You can't get there at 10:30 and walk for 30 minutes and complain about the lack of results...

and i thought all shorthair owners loved woodcock hunting.  only bird that will stand that pressure from 2 steps away


----------



## Wingmaster870 (Dec 14, 2011)

with that being said...my two english dogs didnt find anything in a quick hour long hunt this morning

beautiful sunrise though...it beat sleeping in or kicking up shake and bakes.


----------



## Beagle Stace (Dec 14, 2011)

SJ, You are more than welcome to see the beagle or my brit hunt anytime you want to. Never turned down an invite nor not extended one.


----------



## Nitram4891 (Dec 14, 2011)

The bird beagle will fetch em up when no one else will!


----------



## Sam H (Dec 14, 2011)

Nitram4891 said:


> If you think your dog has it then quit messing with pen birds and come put your dog on some wild woodcock saturday morning at daylight.  It will all be on camera for everyone to see and judge for themselves.  You can sit at your internet cafe sipping your triple grande mocha soy latte talking on internet forums about which breed is best OR you could come hunt with us and let those boots get a taste of something other then two track and roadside planted quail....enough said




Dang Nitram....Go getem Son....Lets call a spade a spade...and a wanna be a wanna be....I like your attitude...."I ain't never killed a bird from my den!"


----------



## Beagle Stace (Dec 14, 2011)

That Nitram Frenchie guy is one determined bird hunter for sure. He may be the real deal we all inspire to be. Seen him in action and he gets after it. Have not heard of him being in any coffee shops just talking about hunting and flapping gums. He just don't look like the guy that would fit in on those fancy plantations.


----------



## Sam H (Dec 14, 2011)

wilber85 said:


> At least the last thread was comparable.  This one is just so lopsided I am not sure there is even room for debate...



You're right wilber....Those setters ain't got a prayer against the Britts...well...maybe a prayer


----------



## Setter Jax (Dec 15, 2011)

Thanks Beagle Stance for the invite.  I've never hunted Timberdoodles and would like to go sometime. My father had a couple of Basset hounds that he used to take along for rabbits and retrieves and they worked well with his setters, so I could see how it could work. 

Now back to the topic at hand.  I have two nice started Setters, they aren't finished yet by any means, but are works in progress but can hunt and find birds. 18 month old pup and it's her second season.  Picked up a 5 year old Setter Rescue that was hunted his first two years and then left in the back yard for three seasons, so they are at about the same learning level, but they get better each time out. 

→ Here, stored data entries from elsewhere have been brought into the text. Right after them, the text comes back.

PR #530, opened 2022-09-14
Update: JLine Terminal should be configurable.

### LINKED ISSUE #516: JLine Terminal should be configurable
Currently `JLineShellAutoConfiguration` creates a default jline terminal which is fine for basic uses cases. It might be beneficial to make that bean conditional if user needs to change it and in #489 it's anyway required.

Koooooo-7:
close #516

### DIFF
--- a/spring-shell-autoconfigure/src/main/java/org/springframework/shell/boot/JLineShellAutoConfiguration.java
+++ b/spring-shell-autoconfigure/src/main/java/org/springframework/shell/boot/JLineShellAutoConfiguration.java
@@ -39,7 +39,6 @@ import org.springframework.shell.jline.PromptProvider;
  * @author Florent Biville
  */
 @Configuration(proxyBeanMethods = false)
-@ConditionalOnProperty(prefix = "spring.shell.jline-shell", value = "enabled", havingValue = "true", matchIfMissing = true)
 public class JLineShellAutoConfiguration {
 
 	@Bean(destroyMethod = "close")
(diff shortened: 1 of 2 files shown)


spring-shell-autoconfigure/src/main/java/org/springframework/shell/boot/JLineShellAutoConfiguration.java
```diff
@@ -38,9 +39,11 @@
  * @author Florent Biville
  */
 @Configuration(proxyBeanMethods = false)
+@ConditionalOnProperty(prefix = "spring.shell.jline-shell", value = "enabled", havingValue = "true", matchIfMissing = true)
```
jvalkeal, line 42: I think we don't need this setting?

Koooooo-7: > I think we don't need this setting?

Personally, I think if user wanna implement all the Beans under this configuration, we can provide a toggle to do it  instead of  loading this empty @Configuration/Component.

jvalkeal: Having flag in this level doesn't make sense as those beans are currently used elsewhere. Enabled flags are usually used in higher level feature sets.

Koooooo-7: > Having flag in this level doesn't make sense as those beans are currently used elsewhere. Enabled flags are usually used in higher level feature sets.

I see, gonna an update here.

Koooooo-7:
Hi @jvalkeal , any updates?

Now I've extended an invite out several times, scheduled hunts, had the weekend trips all lined up with a fellow hunter with two Brit pups about the same age and experience to see how they would match up against my Setter pups, and it keeps getting cancelled. Now I think that match would be pretty fair, about the same age and training. Now I’m starting to think that this said hunter is running a little scared.  Any of you guys know a feller like that with two young Britt pups?????? 

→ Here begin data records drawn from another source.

PR #62, opened 2016-10-11
Fix ci

georgeu2000:
This [commit](https://github.com/igrigorik/http-2/commit/31b7b20328ef2dd28427d76af1865a409eea2e88) introduced ActiveSupport to use `#deep dup`. This created a dependency on Ruby 2.2.2, which is causing the CI to fail.

Not sure if we need to support previous versions of Ruby, but it doesn't seem necessary to include Active Support for a few methods.

### DIFF
--- a/Gemfile
+++ b/Gemfile
@@ -4,7 +4,6 @@ gem 'rake'
 gem 'yard'
 
 group :test do
-  gem 'activesupport'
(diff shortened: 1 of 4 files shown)


igrigorik:
Coveralls has gone haywire.. :)

LGTM.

Not talking about you Jim,  your little Abbey is doing great, and you are where I was last year with a 10 month old baby pup.  It's Abbey's first season and she is doing good.



SJ


----------



## Nitram4891 (Dec 15, 2011)

Beagle Stace said:


> That Nitram Frenchie guy is one determined bird hunter for sure. He may be the real deal we all inspire to be. Seen him in action and he gets after it. Have not heard of him being in any coffee shops just talking about hunting and flapping gums. He just don't look like the guy that would fit in on those fancy plantations.



  You are right about that!


----------



## Setter Jax (Dec 15, 2011)

Sam H said:


> Dang Nitram....Go getem Son....Lets call a spade a spade...and a wanna be a wanna be....I like your attitude...."I ain't never killed a bird from my den!"



Sounds like big talk on the keyboard from his den. 

Not sure if those are his pics or not,  looks like he cut and pasted one of my pics from last year.


----------



## ronnem (Dec 15, 2011)

*bird beagle*



Beagle Stace said:


> SJ, You are more than welcome to see the beagle or my brit hunt anytime you want to. Never turned down an invite nor not extended one.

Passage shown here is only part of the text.